Objective. Examine the 1-year effectiveness and cost-effectiveness (societal and payer perspectives) of adding nonpharmacologic interventions for chronic low back pain (CLBP) to usual care using a decision-analytic model-based approach.
Summary of Background Data. Treatment guidelines now recommend many safe and effective nonpharmacologic interventions for CLBP. However, little is known regarding their effectiveness in subpopulations (e.g., high-impact chronic pain patients), nor about their cost-effectiveness.

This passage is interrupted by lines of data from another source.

PR #869, opened 2024-07-25
Added missing logData for vectorSignals and TextLogging

S-Dafarra:
cc @GiulioRomualdi @carloscp3009 @giotherobot

### DIFF
--- a/devices/YarpRobotLoggerDevice/app/robots/ergoCubSN001/yarp-robot-logger.xml
+++ b/devices/YarpRobotLoggerDevice/app/robots/ergoCubSN001/yarp-robot-logger.xml
@@ -19,7 +19,6 @@ BSD-3-Clause license. -->
   <param name="port_prefix">/yarp-robot-logger</param>
   <param name="text_logging_subnames">("ergoCubSN001/yarprobotinterface")</param>
   <param name="code_status_cmd_prefixes">("ssh ergocub@10.0.2.2" "ssh ergocub@10.0.2.3")</param>
-  <param name="maximum_admissible_time_step">60.0</param>
 
   <group name="Telemetry">
     <param name="save_period">1800.0</param>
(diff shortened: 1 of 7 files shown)


S-Dafarra:
Before setting it ready for review, I want to understand why in a dataset we ended up having all the timestamps for the RGBD cameras, and only one data point for all the other signals. Maybe a race condition somewhere? 🤔

S-Dafarra:
> Before setting it ready for review, I want to understand why in a dataset we ended up having all the timestamps for the RGBD cameras, and only one data point for all the other signals. Maybe a race condition somewhere? 🤔

This was due to the check on the time difference between two acquisitions.
In any case, with https://github.com/ami-iit/bipedal-locomotion-framework/pull/869/commits/c460237de7cb0206f0f93f517477aff4afc26e44 I reduced the chances that the ``run`` method remains stuck due to the waiting to some mutex for the exogenous signals.

I wanted to check the same with the text and I noticed that:
1. in theory it is not necessary to lock any mutex. Eventual race conditions due to the connections should be handled by ``yarp`` itself internally
2. there was a missing call to save the data also here

I implemented a fix for these two points in https://github.com/ami-iit/bipedal-locomotion-framework/pull/869/commits/cb5531d7a61414dcb64bb5a113e0ce1597b4ba55

devices/YarpRobotLoggerDevice/app/robots/ergoCubSN001/yarp-robot-logger.xml
```diff
@@ -19,7 +19,7 @@ BSD-3-Clause license. -->
   <param name="port_prefix">/yarp-robot-logger</param>
   <param name="text_logging_subnames">("ergoCubSN001/yarprobotinterface")</param>
   <param name="code_status_cmd_prefixes">("ssh ergocub@10.0.2.2" "ssh ergocub@10.0.2.3")</param>
-  <param name="maximum_admissible_time_step">1.0</param>
+  <param name="maximum_admissible_time_step">60.0</param>
```
GiulioRomualdi, line 22: I would completely remove this parameter so we always get the data

S-Dafarra: Done in https://github.com/ami-iit/bipedal-locomotion-framework/pull/869/commits/11a95f79a307503389e11074145218b07ca1774c

S-Dafarra:
I think this is ready for review. There are a few additions I would like to implement (e.g. check if the metadata is ready before asking), but I prefer to do it in a subsequent PR

GiulioRomualdi (approved):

Methods. The model included four health states: high-impact chronic pain (substantial activity limitations); no pain; and two others without activity limitations, but with higher (moderate-impact) or lower (low-impact) pain. We estimated intervention-specific transition probabilities for these health states using individual patient-level data from 10 large randomized trials covering 17 nonpharmacologic therapies. The model was run for nine 6-week cycles to approximate a 1-year time horizon. Quality-adjusted life-year weights were based on six-dimensional health state short form scores; healthcare costs were based on 2003 to 2015 Medical Expenditure Panel Survey data; and lost productivity costs used in the societal perspective were based on reported absenteeism. Results were generated for two target populations: (1) a typical baseline mix of patients with CLBP (25% low-impact, 35% moderate-impact, and 40% high-impact chronic pain) and (2) high-impact chronic pain patients.

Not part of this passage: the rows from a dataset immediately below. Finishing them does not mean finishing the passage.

PR #887, opened 2024-09-13
Add optional initialization of base pose and feet pose in the Unicycle Trajectory Generator

LoreMoretti:
This PR add the feature to initialize the `unicycleTrajectoryGenerator` with the initial base pose and the relative pose of the feet (which mimics what is done in [TrajectoryGenerator.cpp](https://github.com/robotology/walking-controllers/blob/master/src/TrajectoryPlanner/src/TrajectoryGenerator.cpp) in the `generateFirstTrajectories` member functions)


LoreMoretti:
> Look good to me! I would suggest adding a basic test for the additions

Thanks @S-Dafarra.

Indeed, when writing the new tests and compiling them, I found out that the signatures:

```
bool Planners::UnicycleTrajectoryGenerator::initialize(
    std::weak_ptr<const ParametersHandler::IParametersHandler> handler,
    const manif::SE3d& leftToRightTransform)


bool Planners::UnicycleTrajectoryGenerator::initialize(
    std::weak_ptr<const ParametersHandler::IParametersHandler> handler,
    const Eigen::Ref<const Eigen::Vector3d>& initialBasePosition)
```

seem to be ambiguous.

The only way I found so far is to pass `initialBasePosition` as `const Eigen::Vector3d&` instead of `const Eigen::Ref<const Eigen::Vector3d>&`. I know this reduces flexibility, but I could not find another way.

S-Dafarra (approved):

GiulioRomualdi (approved):

GiulioRomualdi:
CI on conda fails with: https://github.com/ami-iit/bipedal-locomotion-framework/issues/896

PR #899, opened 2024-10-04
Add Periodic Thread class

LoreMoretti:
This class manages the creation and execution of periodic threads. 

User can define the tasks for their periodic thread just by inheriting from this class and overriding the `threadInit` and `run` function.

Results. From the societal perspective, all but two of the therapies were cost effective (<$50,000/quality-adjusted life-year) for a typical patient mix and most were cost-saving. From the payer perspective, fewer were cost-saving, but the same number was cost-effective. Assuming all patients in the model have high-impact chronic pain increases the effectiveness and cost-effectiveness of most, but not all, therapies indicating that substantial benefits are possible in this subpopulation.
Conclusion. Modeling leverages the evidence produced from clinical trials to provide more information than is available in the published studies. We recommend modelling for all existing studies of nonpharmacologic interventions for CLBP.